If a person buys a vinyl window, then there is more of a chance that the window manufacturer made the IGU...but some of the larger vinyl manufacturers are starting to switch over to buying their IGU's (at least some of them) from the same source as the wood guys get theirs.   

Smaller companies generally make their own IGU's because it is cheaper for them to do so.  These are much simpler systems and they tend to reflect that in longevity.

I suspect that your brother's windows may be simple tempered glass.  Although I have never heard of dropping a bowling ball onto the glass to test it, there is an ANSI and CPSC test requirement that drops a bag filled with 100#'s of lead shot onto the glass from a height of four feet.  

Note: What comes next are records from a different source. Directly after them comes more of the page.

PR #3286, opened 2025-07-27
[WHIT-1460] Create Rake Task to Bulk Import Design Decisions From Whitehall 

TonyGDS:
## What

A rake task that reads from a CSV of exported Design Decisions (including attachments) from Whitehall and creates corresponding records for Specialist Publisher. It uses the `design_decisions.json` schema to map the Hearing Officers against the allowed values. Any rows that fail to import due to missing/unmapped values are outputted so that the csv can be checked.

## Why

[[WHIT-1460] IPO Design decisions Finder](https://gov-uk.atlassian.net/browse/WHIT-1460) Involved the creation of a new finder for Design Decisions. IPO asked if the existing records could be bulk imported rather than manually created, due to the amount of existing decisions. The script could be extended to support imports for other types in future.

[WHIT-1460]: https://gov-uk.atlassian.net/browse/WHIT-1460?atlOrigin=eyJpIjoiNWRkNTljNzYxNjVmNDY3MDlhMDU5Y2ZhYzA5YTRkZjUiLCJwIjoiZ2l0aHViLWNvbS1KU1cifQ

## Testing in integration 
- Ran the rake task in `dry-run` mode to identify any data anomalies that would prevent a row being imported - using the [csv](https://docs.google.com/spreadsheets/d/1P9Ycu9IYRI1Lio-lVNakIddnVdXSjy0VD7b1J7bGpv0/edit?gid=108004737#gid=108004737) extracted by [the export rake task](https://github.com/alphagov/whitehall/pull/10453)
- We identified some missing notes, missing dates (just missing from summary), some missing litigants and officers (due to bad table formatting), hearing officers that were not previously in the schema, hearing officers that do not match to existing officers (but are very likely them), BL numbers that do not conform to the format (o/O), and incorrectly named attachments. There was one document that did not get imported due to missing associations in WH.
```
[DRY RUN] Imported: 163 document(s)
Skipped: 4 row(s)
Fix up: 1 row(s)
Skipped row details:
- Line 3: Missing design_decision_litigants, design_decision_hearing_officer (Title: Design hearing decision: O/0636/25)
- Line 75: Missing design_decision_date (Title: Designs hearing decision: O/652/21)
- Line 89: Missing design_decision_hearing_officer (Title: Designs hearing decision: O/409/20)
- Line 161: Missing design_decision_date (Title: Designs hearing decision: O/288/14)

Fix up row details:
- Line 2: Fix up note (Title: Design hearing decision: O/0646/25)
```

- We manually fixed some litigants, dates and hearing officers in the csv - see [corrected csv](https://docs.google.com/spreadsheets/d/17EH3L5IWLXqrJZRbfnbe_k72GDE87te6H0hvTsUQy2c/edit?gid=108004737#gid=108004737)
- Added missing hearing officers to the schema
- Compose the mapping file from the output of the dry run
- Run the rake task with the  provisory hearing officer mappings, csv corrections and schema changes
```
[DRY RUN] Imported: 167 document(s)
Skipped: 0 row(s)
Fix up: 1 row(s)

Fix up row details:
- Line 2: Fix up note (Title: Design hearing decision: O/0646/25)
```
- Identified that the order in which decisions save needs to be reverted so that oldest ones are created first
- Added a sleep instruction to ensure the order is correct
- Final test run gave no missing fields, no skipped rows, just one remaining fix up note that can be manually fixed by user. One document needs to be created manually. All documents were created in the order of the csv:
image

## Prod run 
This is pending on https://github.com/alphagov/specialist-publisher/pull/3320. The user needs to confirm the hearing officers mapping file, as well as the schema changes in #3320.

The process for running the rake task:
- add csv file to pod `kubectl cp -n <namespace> <source> <pod-name>:<path>` - in the /tmp folder that we have write access to.
- add mappings file to pod `kubectl cp -n <namespace> <source> <pod-name>:<path>` - in the /tmp folder that we have write access to.
- run rake task -  dry-run, then actual run.
```
bundle exec rake bulk_import_documents_from_csv["/tmp/corrected_publications_export.csv","/tmp/mapping_file.csv",true]
bundle exec rake bulk_import_documents_from_csv["/tmp/corrected_publications_export.csv","/tmp/mapping_file.csv",false]
```

### DIFF
--- a/lib/tasks/bulk_import_documents_from_csv.rake
+++ b/lib/tasks/bulk_import_documents_from_csv.rake
@@ -9,8 +9,12 @@ task :bulk_import_documents_from_csv, %i[csv_file_path] => :environment do |_, a
   end
 
   hearing_officer_allowed_values = get_hearing_officer_allowed_values
+  imported_count = 0
+  invalid_rows = []
 
-  CSV.foreach(csv_file_path, headers: true) do |row|
+  documents_to_import = []
+
+  CSV.foreach(csv_file_path, headers: true).with_index(2) do |row, line_number|
     title = row["title"]
     summary = row["summary"]&.delete('"')
     body = row["body"]&.delete('"')
@@ -20,27 +24,50 @@ task :bulk_import_documents_from_csv, %i[csv_file_path] => :environment do |_, a
     design_decision_date = get_design_decision_date(summary)
     note_body = get_note_body(body)
 
-    design_decision = DesignDecision.new(title: title,
-                                         summary: summary,
-                                         design_decision_litigants: design_decision_litigants,
-                                         design_decision_hearing_officer: design_decision_hearing_officer,
-                                         design_decision_british_library_number: design_decision_british_library_number,
-                                         design_decision_date: design_decision_date,
-                                         body: note_body)
+    required_fields = {
+      "title" => title,
+      "summary" => summary,
+      "body" => note_body,
+      "design_decision_litigants" => design_decision_litigants,
+      "design_decision_hearing_officer" => design_decision_hearing_officer,
+      "design_decision_british_library_number" => design_decision_british_library_number,
+      "design_decision_date" => design_decision_date,
+    }
 
-    if design_decision_has_attachment?(row)
+    if required_fields.values.any?(&:blank?)
+      invalid_rows << {
+        line: line_number,
+        missing_fields: required_fields.select { |_, v| v.blank? }.keys,
+        title: title,
+      }
+    else
+      documents_to_import << { row: row, attributes: required_fields }
+    end
+  end
+
+  if invalid_rows.any?
+    raise StandardError, "CSV import failed: #{invalid_rows.count} row(s) have missing required fields."
+  end
+
+  documents_to_import.each do |document_data|
+    design_decision = DesignDecision.new(**document_data[:attributes].deep_symbolize_keys)
+
+    if design_decision_has_attachment?(document_data[:row])
       design_decision.attachments.build(
-        title: row["attachment_title"],
-        filename: row["attachment_filename"],
-        url: row["attachment_url"],
+        title: document_data[:row]["attachment_title"],
+        filename: document_data[:row]["attachment_filename"],
+        url: document_data[:row]["attachment_url"],
         content_type: "application/pdf",
-        created_at: row["attachment_created_at"].present? ? Time.zone.parse(row["attachment_created_at"]) : nil,
-        updated_at: row["attachment_updated_at"].present? ? Time.zone.parse(row["attachment_updated_at"]) : nil,
+        created_at: document_data[:row]["attachment_created_at"].present? ? Time.zone.parse(document_data[:row]["attachment_created_at"]) : nil,
+        updated_at: document_data[:row]["attachment_updated_at"].present? ? Time.zone.parse(document_data[:row]["attachment_updated_at"]) : nil,
       )
     end
 
     design_decision.save
+    imported_count += 1
   end
+
+  report_import_result(imported_count, invalid_rows)
 end
 
 def get_hearing_officer_allowed_values
@@ -86,4 +113,16 @@ end
 def get_design_decision_date(summary)
   raw_date = summary[/\b\d{1,2} \w+ \d{4}\b/] if summary
   raw_date ? Date.parse(raw_date).strftime("%Y-%m-%d") : nil
+end
+
+def report_import_result(imported_count, skipped_rows)
+  puts "Imported: #{imported_count} document(s)"
+  puts "Skipped: #{skipped_rows.count} row(s)"
+
+  if skipped_rows.any?
+    puts "\nSkipped row details:"
+    skipped_rows.each do |row|
+      puts "- Line #{row[:line]}: Missing #{row[:missing_fields].join(', ')} (Title: #{row[:title] || 'N/A'})"
+    end
+  end
 end
--- a/lib/tasks/bulk_import_documents_from_csv.rake
+++ b/lib/tasks/bulk_import_documents_from_csv.rake
@@ -13,6 +13,7 @@ task :bulk_import_documents_from_csv, %i[csv_file_path mapping_file_path dry_run
   hearing_officers = get_hearing_officers_from_schema.merge(get_hearing_officers_from_csv(mapping_file_path))
   imported_count = 0
   invalid_rows = []
+  fix_up_rows = []
 
   documents_to_import = []
 
@@ -29,7 +30,7 @@ task :bulk_import_documents_from_csv, %i[csv_file_path mapping_file_path dry_run
     required_fields = {
       "title" => title,
       "summary" => summary,
-      "body" => note_body,
+      "body" => note_body || "Missing note body",
       "design_decision_litigants" => design_decision_litigants,
       "design_decision_hearing_officer" => design_decision_hearing_officer,
       "design_decision_british_library_number" => design_decision_british_library_number,
@@ -43,6 +44,23 @@ task :bulk_import_documents_from_csv, %i[csv_file_path mapping_file_path dry_run
         title: title,
       }
     else
+      fixup_fields = []
+      unless design_decision_has_attachment?(row)
+        fixup_fields << "attachment"
+      end
+
+      unless note_body
+        fixup_fields << "note"
+      end
+
+      if fixup_fields.any?
+        fix_up_rows << {
+          line: line_number,
+          fixup_fields: fixup_fields,
+          title: title,
+        }
+      end
+
       documents_to_import << { row: row, attributes: required_fields }
     end
   end
@@ -69,7 +87,7 @@ task :bulk_import_documents_from_csv, %i[csv_file_path mapping_file_path dry_run
     imported_count += 1
   end
 
-  report_import_result(imported_count, invalid_rows, dry_run)
+  report_import_result(imported_count, invalid_rows, fix_up_rows, dry_run)
 end
 
 def get_hearing_officers_from_schema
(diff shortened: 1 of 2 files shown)


spec/lib/tasks/bulk_import_documents_from_csv_spec.rb
```diff
@@ -1,10 +1,74 @@
...
+  end
+
+  # it "it exits if csv file not found" do
+  #   expect { Rake.application.invoke_task "bulk_import_documents_from_csv[non_existent_csv.csv]" }.to output("CSV file not found").to_stdout
+  # end
+  #
+  # it "handles an empty CSV file gracefully" do
+  #   CSV.open(csv_path, 'w') {} # Create an empty CSV file
+  #   expect { Rake.application.invoke_task "bulk_import_documents_from_csv[#{csv_path.to_s}]" }.to output("No data to import\n").to_stdout
+  # end
```
ChrisBAshton: I'd omit this commented out code until it's ready.

EDIT: you remove it altogether in commit 3. So yeah, let's not commit it in the first place.

lib/tasks/bulk_import_documents_from_csv.rake
```diff
@@ -7,8 +7,13 @@ task :bulk_import_documents_from_csv, %i[csv_file_path] => :environment do |_, a
   end
 
   CSV.foreach(csv_file_path, headers: true) do |row|
+    body = row["body"]&.delete('"')
+    design_decision_litigants = body[/\|\s*.*?litigants.*?\s*\|\s*(.+?)\s*\|/i, 1]
+    design_decision_hearing_officer = body[/\|\s*.*?hearing\s*officer.*?\s*\|\s*(.+?)\s*\|/i, 1]
```
ChrisBAshton: Test case for if there isn't a match?

spec/lib/tasks/bulk_import_documents_from_csv_spec.rb
```diff
@@ -64,4 +60,6 @@
 $A')
     task.execute(csv_file_path: csv_path.to_s)
   end
+  # test for mapping Appointed Person to design_decision_hearing_officer
+  # test for managing different permutations of note
```
ChrisBAshton: These placeholder comments aren't particularly helpful at the review stage (which is why I double-checked this PR is ready for review, or whether you were still intending to tidy up the commit history beforehand). We tend to review commit by commit and are sticklers for [atomic commits as per the GDS Way](https://gds-way.digital.cabinet-office.gov.uk/standards/source-code/working-with-git.html#atomic-commits) 🙏

lib/tasks/bulk_import_documents_from_csv.rake
```diff
@@ -7,13 +7,18 @@ task :bulk_import_documents_from_csv, %i[csv_file_path] => :environment do |_, a
   end
 
   CSV.foreach(csv_file_path, headers: true) do |row|
+    title = row["title"]
+    design_decision_british_library_number = title[/Design hearing decision:\s*(\S+)/i, 1]
     body = row["body"]&.delete('"')
     design_decision_litigants = body[/\|\s*.*?litigants.*?\s*\|\s*(.+?)\s*\|/i, 1]
     design_decision_hearing_officer = body[/\|\s*.*?hearing\s*officer.*?\s*\|\s*(.+?)\s*\|/i, 1]
-    DesignDecision.new(title: row["title"],
+    start_index = body.lines.find_index { |line| line.match?(/^.*Every effort.*$/i) }
```
ChrisBAshton: This is starting to get unwieldy and would probably benefit from each field being a call-out to its own parser method.

EDIT: I see you refactor these in a commit at the end, but it's worth refactoring as you go along, i.e. at each commit, ask yourself if this was the final commit in the PR would you be happy or would you implement it differently?

spec/lib/tasks/bulk_import_documents_from_csv_spec.rb
```diff
@@ -57,9 +58,10 @@
 Newport,
 South Wales
 NP10 8QQ
-$A')
+$A').and_return(double(save: true))
```
ChrisBAshton: Why this change? Unsure from the commit message. Probably wouldn't have noticed if this was squashed into one of the earlier commits.

lib/tasks/bulk_import_documents_from_csv.rake
```diff
@@ -1,3 +1,5 @@
+desc "Import design decisions from a CSV file and save them with optional attachments"
```
ChrisBAshton, line 1: Querying the commit message here: `Skip rows in the csv where required fields are missing`

Can you elaborate? Wouldn't we want to raise an exception if a required field is missing?

Is it worth doing a full validation of all the CSV contents before attempting the migration, so that we don't have to deal with semi-successful imports?

lib/tasks/bulk_import_documents_from_csv.rake
```diff
@@ -1,13 +1,20 @@
...
+
   csv_file_path = args[:csv_file_path]
 
   unless File.exist?(csv_file_path)
     puts "CSV file not found"
     exit
   end
 
+  schema_path = Rails.root.join("lib/documents/schemas/design_decisions.json")
+  schema = JSON.parse(File.read(schema_path))
```
ChrisBAshton: We should use the `FinderSchema.load_from_schema(type)` method here rather than hard-code the filepath and parse the schema manually.

spec/lib/tasks/bulk_import_documents_from_csv_spec.rb
```diff
@@ -39,6 +39,10 @@
   let(:task) { Rake::Task["bulk_import_documents_from_csv"] }
   let(:csv_path) { Rails.root.join("publications_export.csv") }
 
+  before(:each) do
+    allow($stdout).to receive(:write)
```
ChrisBAshton, line 51: Worth adding an inline comment saying why you're adding this (presumably to reduce noise in the output)

spec/lib/tasks/bulk_import_documents_from_csv_spec.rb
```diff
@@ -291,38 +291,46 @@
...
 
   it "maps hearing officer to schema value and skips invalid officers" do
-    CSV.open(csv_path, 'w') do |csv|
+    CSV.open(csv_path, "w") do |csv|
       csv << %w[title summary body attachment_title attachment_filename attachment_url attachment_created_at attachment_updated_at]
 
       # Valid officer
       csv << [
-        'Design hearing decision: O/1111/25',
+        "Design hearing decision: O/1111/25",
```
ChrisBAshton: These lint fixes should be fixed up to the commit where the code was introduced

spec/lib/tasks/bulk_import_documents_from_csv_spec.rb
```diff
@@ -37,33 +37,23 @@
...
-        attachment_filename
-        attachment_url
-        attachment_created_at
-        attachment_updated_at
-      ]
-      csv << [
-        "Design hearing decision: O/0567/25",
-        '"Outcome of request to invalidate, hearing held on 24 June 2025."',
-        '"| **Litigants** | Caesar Commerce Ltd v Huizhou New Road Cosmetics Company Limited |
+    csv_data = [
```
ChrisBAshton: I've no objection to the `Stub CSV IO in tests` changes but feel this should be 'fixed up' so that right from the start it is the approach taken for CSV testing.

lib/tasks/bulk_import_documents_from_csv.rake
```diff
@@ -88,7 +88,7 @@ def get_hearing_officer_mapping
 end
 
 def get_design_decision_british_library_number(title)
-  title[/Design hearing decision:\s*(\S+)/i, 1] if title
+  title[/([O0]\/\d+\/\d+)/i, 1] if title
```
ChrisBAshton: Fix up to commit where this is introduced (and add appropriate test so that if we reverted this change, something fails)

ChrisBAshton (commented):
Hey - this is shaping up nicely. Quite a few comments about commit structure, and one fairly substantial question: is it worth doing a full validation of all the CSV contents _before_ attempting the migration, so that we don't have to deal with semi-successful imports? Are we _expecting_ to have dodgy output in the CSV from Whitehall or are we preparing for a use case that we're not actually expecting to happen in the real migration?

E.g. if Whitehall is referencing an officer that doesn't exist in Specialist Publisher, does that indicate a problem with Whitehall's data or is there some up front work needed in SP to expand its list of officer enums?

I'd lean towards an "up front validation of the CSV" and only attempting the import if all the data is correct. That should simplify the code a bit, and potentially bring the headache 'forward' rather than kicking the can down the road for the dev to look at later 😅 

Haven't given much thought to genericising this yet, but we know we're going to want to do a CSV import for another finder soon too, so worth considering what kind of abstraction we may want to put in front of the CSV stuff, if any. Happy to give that more of a think in a second review!

lib/tasks/bulk_import_documents_from_csv.rake
TonyGDS: Yes, I do follow TDD principles and refactor as I go but i'm experimenting with AI first with TDD so I've been leaving it a bit longer before the refactoring step and I want to make sure I make frequent commits, however with the focus on the clean commit history i'll keep this in mind.

EDIT: I have re-written the commit history to take this into account

lib/tasks/bulk_import_documents_from_csv.rake
TonyGDS: Oh yes, I must have missed that helper

lib/tasks/bulk_import_documents_from_csv.rake
TonyGDS: As discussed I have added the ability to do a dry run, we don't really know all the issues with the data until we try to import. If dry run is not selected the task will raise an error and not save any Design Decisions

lib/tasks/bulk_import_documents_from_csv.rake
TonyGDS: when there are no matches they will be reported instead

lib/tasks/bulk_import_documents_from_csv.rake
```diff
@@ -0,0 +1,132 @@
...
+  csv_file_path = args[:csv_file_path]
+  mapping_file_path = args[:mapping_file_path]
+  dry_run = args[:dry_run].to_s.downcase == "true"
+
+  unless File.exist?(csv_file_path)
+    puts "CSV file not found"
+    exit
+  end
+
+  hearing_officers = get_hearing_officers_from_schema.merge(get_hearing_officers_from_csv(mapping_file_path))
```
lauraghiorghisor-tw, line 13: I am pretty sure this won't work unless we actually add the new officers to the schema, which at least means we don't need this logic here 😅
*It will fail validation when attempting to save in pub-api.

lib/tasks/bulk_import_documents_from_csv.rake
```diff
@@ -0,0 +1,132 @@
...
+    title = row["title"]
+    summary = row["summary"]&.delete('"')
+    body = row["body"]&.delete('"')
+    design_decision_litigants = get_design_decision_litigants(body)
+    design_decision_hearing_officer = get_design_decision_hearing_officer(body, hearing_officers)
+    design_decision_british_library_number = get_design_decision_british_library_number(title)
+    design_decision_date = get_design_decision_date(summary)
+    note_body = get_note_body(body)
+
+    required_fields = {
```
lauraghiorghisor-tw, line 30: I am inclined to consider attachments as required - but perhaps save without them and report which items did not have an attachment, if any.

lauraghiorghisor-tw (approved):
LGTM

This test is used with both laminated and tempered product and often - if the glass is thick enough - tempered glass doesn't break at impact.  

Thick tempered glass should be able to handle the bowling ball with little problem - depending on the drop height of course.

Tempered glass isn't generally used in bullet resistant applications, however.  In those cases laminated glass is used in various thicknesses and make-ups...


----------



## WalterSobcheck

For the life of me I can't find the name of the manufacturer anywhere on the door. It makes me think it was some "lowest bidder" type company who supplied them to all 101 houses in our subdivision. But it was my fault all the way. I was trying to spray out the track with the pressure washer while it was partly closed, so I am sure I tagged the seal. Anyway, I'll probably just get with a local door or glass company, get an estimate, and give the buyer a door allowance if they want it. I'm too tired from fixing up everything else in the house to add even one more thing to the list. Thanks for the help though. I'll be needing it again in another forum about doing millwork with rounded corners, so if anyone cares to opine I'll be twice as grateful.


----------



## inspectorD

I had an idea from your post. If you live in a subdivision and all these homes have the same windows.....you know where I'm going....check with others in your community to get a discounted rate at a glass company.Shop around because I have seen this work. Friends of mine put in a driveway with their  4 neighbors and everyone received discounts.
Worth a try.


----------



## defogger

What happened is that the integrity of the seal has been compromised and allowed moisture to enter into the cavity. The moisture was already there in the vapor state and when the cold water from the pressure washer hit the glass it cooled the glass down and the vapour condensed. This problem is now repairable and there are dealers across North America. To find a dealer go to www.ccwwi.com.


----------



## glennjanie

Hello Walter:
Insulating glass is made by sealing 2 panes of glass to (usually) an aluminum frame with an organic caulk. I have taken windows apart, cleaned the glass inside and out, warmed it in the hot sun and stuck it back together with silicone caluk. As the glass cools the air inside shrinks and makes a tight seal. I have noticed that extreme temperature differences on each side will cause a leak almost every time (one glass shrinks while the  other expands). Your power sparyer water may have been too cool; shrinking the outside glass and breaking the seal. Square eye is correct; take it to a glass company and let them reseal it. By the way--Andersen has a 20 year warranty on their glass which they will honor through one of their authorized dealers; Home Depot is one of them. To my knowledge, Andersen invented the double pane window with welded glass. No aluminum or sealer between, just welded glass; I've never seen one of them leak.
Glenn


----------



## inspectorD

WWW.ccwwi.com

I have never heard of it ...but it all makes sense.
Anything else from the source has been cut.